One prevailing theory on Thrones, and one of several theories we’re keeping track of this season, is that the series is essentially a shadow war between Varys and Littlefinger. At some point in the sprawling narrative, that might’ve been true. But things may be spiraling out beyond Littlefinger’s control: Bran’s having god-like visions, Arya’s a faceless assassin and Sansa’s one of the most quietly impressive political players in the realm. All of this puts the scheming Littlefinger in potentially dangerous company.
As for Varys, juding from the preview for next week’s episode, he seems concerned with Daenerys Targaryen’s volatility in the wake of her vicious attack outside of King’s Landing. In other words: He doesn’t have a handle on his most powerful chess piece, either.
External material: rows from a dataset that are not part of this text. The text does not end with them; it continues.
PR #1004, opened 2018-06-18
Migrate all API endpoints to return error code and error description

KrauseFx:


app/features-json/api_controller.rb
```diff
@@ -107,13 +107,29 @@ def jwt
...
+        json_error!(
+          error_message: "The token does not have a valid issuer",
+          error_key: "Authentication.Token.InvalidIssuer",
+          error_code: 403
+        )
       rescue JWT::InvalidIatError
-        halt(403, { "Content-Type" => "text/plain" }, 'The token does not have a valid "issued at" time.')
+        json_error!(
+          error_message: "The token does not have a valid 'issued at' time",
+          error_key: "Authentication.Token.MissingIssuedTime",
```
taquitos: Since we use the string `Authentication.Token` a lot, it would be great to have some way of building these error keys that is less likely to be prone to typos.

docs/API.md
```diff
@@ -0,0 +1,60 @@
+# API
+
+This document covers the documentation for the API the Sinatra service provides.
+
+## Used status codes
+
+Status Code | Description
+------------|--------------
+200			| All good
+400			| Something went wrong
```
taquitos: for 400, something is wrong with the client's request
whereas, 5xx is something went wrong on the server.

KrauseFx:
That's great feedback, thanks, will do that first thing in the morning

app/features-json/api_controller.rb
```diff
@@ -148,9 +170,21 @@ def user_logged_in?
...
+        error_key = "Unknown" if error_key.to_s.length == 0
+
+        # Set the HTTP status for Sinatra
         status(error_code)
 
+        # Use `halt` to immediately return the error
+        # to the client
         halt(error_code, json({
           error: error_message,
           error_code: error_key
```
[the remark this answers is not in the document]
KrauseFx: Sure, updating now 👍

KrauseFx:
Yes, the long term plan is to have an enum that defines all the available error codes and auto generate the docs based on that. I feel like this could be a separate PR as it's not critical for a successful beta launch 👍

KrauseFx:
> I'd prefer some way to prevent typos when we reuse error code contexts, e.g.: using Authentication.Token.X we should consider using a const for Authentication.Token

@taquitos can you tell me a bit more about this? I'm not sure I'm following

spec/features-json/api_controller_spec.rb
```diff
@@ -125,17 +130,21 @@ class MyMixedAuthApiController < FastlaneCI::APIController
...
-        expect do
-          app.helpers.authenticate!(via: :jwt)
-        end.to throw_symbol(:halt)
-
-        app.helpers.request = Sinatra::Request.new(Rack::MockRequest.env_for("/", {}))
-        expect do
-          app.helpers.authenticate!(via: :jwt)
-        end.to throw_symbol(:halt)
-      end
+      # TODO: These tests need to be fixed, as they broke with https://github.com/fastlane/ci/pull/1004
```
snatchev: 🙋‍♂️  I can probably help with this

PR #1005, opened 2018-06-19
update for sinatra security vuln

taquitos:

Updates for security, Sinatra 2.0.3 finally plays nicely with the other gems 🎉

### DIFF
--- a/Gemfile.lock
+++ b/Gemfile.lock
@@ -6,7 +6,7 @@ GIT
 
 GIT
   remote: https://github.com/fastlane/fastfile-parser
-  revision: a9707d87eb6bfdc74c9fc3125f7eec917c8c1e49
+  revision: 231cb18ea44974cffe9502fbfb7b42ebf7d25bc5
   specs:
     fastfile-parser (0.0.0)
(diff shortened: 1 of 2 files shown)


Gemfile.lock
```diff
@@ -79,6 +79,11 @@ GEM
   specs:
     CFPropertyList (3.0.0)
     abstract_type (0.0.7)
+    activesupport (5.2.0)
```
KrauseFx: As pointed out by @snatchev, this is not perfect, but not much we can do for now. I'll investigate on why this is added, and submit an issue if there isn't one already

KrauseFx (approved):
💯

KrauseFx:
Alright it was added with https://github.com/sinatra/sinatra/pull/1442, but no issue where people discuss it, will create one now

KrauseFx:
Created an issue https://github.com/sinatra/sinatra/issues/1451

KrauseFx:
Either way, let's merge and go ahead

taquitos:
Great, thanks for creating the issue.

Chaos is beginning to take over Westeros. Will Littlefinger climb it like a ladder, or will he succumb to it?
Updates on other theories we’re tracking
•The final scene of “The Spoils of War” was certainly shocking, with Jaime Lannister sinking under the weight of his armor after a failed attack on Dany and Drogon. But he’s totally fine — there’s no way Thrones would kill off such a major character so ambiguously. Some fans believe Jaime could be the prophesized Azor Ahai reborn, a legendary warrior who will stop the impending White Walker threat. One factor running against that theory is the fact that Jaime hasn’t had a symbolic (or literal) rebirth, which is key to the Azor Ahai prophecy. Sinking to the bottom of a river, though — and at the very least, nearly dying or being resuscitated — might be enough to make him qualify for the prophecy.
•You know how Bran is basically God, and can see everything that will ever happen? It’s kind of strange that he’s so casual about passing through the Wall, since doing so with the mark of the Night’s King on his arm probably means the White Walkers can destroy or get through the Wall. So thanks, Bran — if the White Walkers get through the Wall, it’ll probably be your fault!
The seventh season of Game of Thrones airs Sundays at 9 p.m. Eastern on HBO.